What needs to be done
Can you restate the records below word for word?

Source records
»»
Issue #1176, opened 2020-01-24
Create the Content Item sub-pattern


photodow:
#### User Story
> As a `[user role below]`:
IBM.com Library Developer

> I need:
a reusable `ContentItem`

> so that I can:
use the same code across multiple patterns and components

#### Additional information
 - [Functional Specs](https://ibm.box.com/s/b64hvlc187xs653x07loh9zwh5nl8arf)
 - [Image Functional Specs](https://ibm.box.com/s/1bbrspqkipecv2o010l8czzese084cix)
 - [CTA Functional Specs](https://ibm.box.com/s/ceu99rjzd0e87sm51n9cv550yssockme)

#### Acceptance criteria
 - [ ] Added to sub-pattern bucket in storybook
 - [ ] Reusable content item sub-pattern create
 - [ ] heading, image, copy, cta

PR #1237, opened 2020-01-29
feat(content-item): content item sub-pattern

annawen1:
### Related Ticket(s)

Create the Content Item sub-pattern #1176

### Description

Content Item Sub-pattern

Screen Shot 2020-02-04 at 5 30 01 AM

General styling based off https://ibm.box.com/s/owlpnu8303gg6nse6yvtjyjow90e6tb7

**** has dependency on the CTA component which I will add once it is done ****

### Changelog

**New**

- `<ContentItem />` files

**Changed**

- pass `classname` prop to the `<Image />` component to allow for styling
- move `localeModalProps` knob object within story so it doesn't appear on other stories


packages/react/src/internal/FeatureFlags.js
```diff
@@ -142,6 +142,14 @@ export const DDS_FEATURED_LINK =
...
   process.env.DDS_CONTENT_GROUP === 'true' || DDS_FLAGS_ALL || false;
 
+/**
+ * This determines if the ContentItem component will be rendered or not
+ *
+ * @type {string | boolean}
+ */
+export const DDS_CONTENT_ITEM =
+  process.env.DDS_CONTENT_ITEM === 'true' || DDS_FLAGS_ALL || false;
+
```
jeffchew: @annawen1 we're going straight to prod qa with this one, let's exclude the feature flag.

annawen1: ok, removed!

packages/react/src/patterns/sub-patterns/ContentItem/ContentItem.js
```diff
@@ -0,0 +1,50 @@
...
+    data-autoid={`${stablePrefix}--content-item`}>
+    {heading && (
+      <h4 className={`${prefix}--content-item__heading`}>{heading}</h4>
+    )}
+    {image && <Image classname={`${prefix}--content-item__image`} {...image} />}
+    {copy && (
+      <span
+        className={`${prefix}--content-item__copy`}
+        dangerouslySetInnerHTML={{
+          __html: markdownToHtml(copy),
```
photodow: So right now this looks like it's on for everything. I think we italic is only allowed, and I think @jeffchew put in an issue
#1256  to allow new lines to create paragraphs. Probably should change the container here to a `div` as well since it'll have block elements here soon.

packages/react/src/patterns/sub-patterns/ContentItem/__stories__/ContentItem.stories.js
```diff
@@ -0,0 +1,36 @@
...
+        { src: 'https://picsum.photos/id/2/448/224', minWidth: 'md' },
+        { src: 'https://picsum.photos/id/2/352/176', minWidth: 'lg' },
+      ]),
+      alt: text('alt', 'content item image'),
+      defaultImage: text(
+        'default image:',
+        'https://picsum.photos/id/2/352/176'
+      ),
+    };
+    return <ContentItem heading={heading} copy={copy} image={image} />;
```
photodow: Could we put this within a grid just for the story to make it easier to visualize?

packages/styles/scss/patterns/sub-patterns/content-item/_content-item.scss
```diff
@@ -0,0 +1,40 @@
...
+
+@mixin content-item {
+  .#{$prefix}--content-item {
+    display: flex;
+    flex-direction: column;
+
+    &__heading {
+      margin-top: $carbon--spacing-07;
+      @include carbon--type-style('heading-02');
+    }
```
photodow: A couple general comments on styling. We need to make sure we add the properly themed tokens like `$text-01` to the content. I also think we need to add the `95%` width here, and max-width of `640px`. As of right now that's pretty consistent across the board it looks like. This all goes for copy as well.

packages/react/src/patterns/sub-patterns/ContentItem/__stories__/ContentItem.stories.js
photodow: A suggestion based on the specs you provided. This will also help design see the percentages and max-widths on the content.

```html
<div class="bx--grid">
  <div class="bx--row">
      ...
    </div>
  </div>
</div>
```

annawen1: ok! done

packages/styles/scss/patterns/sub-patterns/content-item/_content-item.scss
annawen1: done!

packages/react/src/patterns/sub-patterns/ContentItem/ContentItem.js
annawen1: ok! changed to `div`

annawen1:
@photodow @jeffchew thinking we can merge it in with the CTA in for now to unblock some folks, I can add the CTA in later once that has been done.

jeffchew:
> @photodow @jeffchew thinking we can merge it in without the CTA in for now to unblock some folks, I can add the CTA in later once that has been done.
> 
> CC @andysherman2121 @RaphaelAmadeu

Agreed, let's get this in!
««
Reply to the task
Issue #1176, opened 2020-01-24
Create the Content Item sub-pattern


photodow:
#### User Story
> As a `[user role below]`:
IBM.com Library Developer

> I need:
a reusable `ContentItem`

> so that I can:
use the same code across multiple patterns and components

#### Additional information
 - [Functional Specs](https://ibm.box.com/s/b64hvlc187xs653x07loh9zwh5nl8arf)
 - [Image Functional Specs](https://ibm.box.com/s/1bbrspqkipecv2o010l8czzese084cix)
 - [CTA Functional Specs](https://ibm.box.com/s/ceu99rjzd0e87sm51n9cv550yssockme)

#### Acceptance criteria
 - [ ] Added to sub-pattern bucket in storybook
 - [ ] Reusable content item sub-pattern create
 - [ ] heading, image, copy, cta

PR #1237, opened 2020-01-29
feat(content-item): content item sub-pattern

annawen1:
### Related Ticket(s)

Create the Content Item sub-pattern #1176

### Description

Content Item Sub-pattern

Screen Shot 2020-02-04 at 5 30 01 AM

General styling based off https://ibm.box.com/s/owlpnu8303gg6nse6yvtjyjow90e6tb7

**** has dependency on the CTA component which I will add once it is done ****

### Changelog

**New**

- `<ContentItem />` files

**Changed**

- pass `classname` prop to the `<Image />` component to allow for styling
- move `localeModalProps` knob object within story so it doesn't appear on other stories


packages/react/src/internal/FeatureFlags.js
```diff
@@ -142,6 +142,14 @@ export const DDS_FEATURED_LINK =
...
   process.env.DDS_CONTENT_GROUP === 'true' || DDS_FLAGS_ALL || false;
 
+/**
+ * This determines if the ContentItem component will be rendered or not
+ *
+ * @type {string | boolean}
+ */
+export const DDS_CONTENT_ITEM =
+  process.env.DDS_CONTENT_ITEM === 'true' || DDS_FLAGS_ALL || false;
+
```
jeffchew: @annawen1 we're going straight to prod qa with this one, let's exclude the feature flag.

annawen1: ok, removed!

packages/react/src/patterns/sub-patterns/ContentItem/ContentItem.js
```diff
@@ -0,0 +1,50 @@
...
+    data-autoid={`${stablePrefix}--content-item`}>
+    {heading && (
+      <h4 className={`${prefix}--content-item__heading`}>{heading}</h4>
+    )}
+    {image && <Image classname={`${prefix}--content-item__image`} {...image} />}
+    {copy && (
+      <span
+        className={`${prefix}--content-item__copy`}
+        dangerouslySetInnerHTML={{
+          __html: markdownToHtml(copy),
```
photodow: So right now this looks like it's on for everything. I think we italic is only allowed, and I think @jeffchew put in an issue
#1256  to allow new lines to create paragraphs. Probably should change the container here to a `div` as well since it'll have block elements here soon.

packages/react/src/patterns/sub-patterns/ContentItem/__stories__/ContentItem.stories.js
```diff
@@ -0,0 +1,36 @@
...
+        { src: 'https://picsum.photos/id/2/448/224', minWidth: 'md' },
+        { src: 'https://picsum.photos/id/2/352/176', minWidth: 'lg' },
+      ]),
+      alt: text('alt', 'content item image'),
+      defaultImage: text(
+        'default image:',
+        'https://picsum.photos/id/2/352/176'
+      ),
+    };
+    return <ContentItem heading={heading} copy={copy} image={image} />;
```
photodow: Could we put this within a grid just for the story to make it easier to visualize?

packages/styles/scss/patterns/sub-patterns/content-item/_content-item.scss
```diff
@@ -0,0 +1,40 @@
...
+
+@mixin content-item {
+  .#{$prefix}--content-item {
+    display: flex;
+    flex-direction: column;
+
+    &__heading {
+      margin-top: $carbon--spacing-07;
+      @include carbon--type-style('heading-02');
+    }
```
photodow: A couple general comments on styling. We need to make sure we add the properly themed tokens like `$text-01` to the content. I also think we need to add the `95%` width here, and max-width of `640px`. As of right now that's pretty consistent across the board it looks like. This all goes for copy as well.

packages/react/src/patterns/sub-patterns/ContentItem/__stories__/ContentItem.stories.js
photodow: A suggestion based on the specs you provided. This will also help design see the percentages and max-widths on the content.

```html
<div class="bx--grid">
  <div class="bx--row">
      ...
    </div>
  </div>
</div>
```

annawen1: ok! done

packages/styles/scss/patterns/sub-patterns/content-item/_content-item.scss
annawen1: done!

packages/react/src/patterns/sub-patterns/ContentItem/ContentItem.js
annawen1: ok! changed to `div`

annawen1:
@photodow @jeffchew thinking we can merge it in with the CTA in for now to unblock some folks, I can add the CTA in later once that has been done.

jeffchew:
> @photodow @jeffchew thinking we can merge it in without the CTA in for now to unblock some folks, I can add the CTA in later once that has been done.
> 
> CC @andysherman2121 @RaphaelAmadeu

Agreed, let's get this in!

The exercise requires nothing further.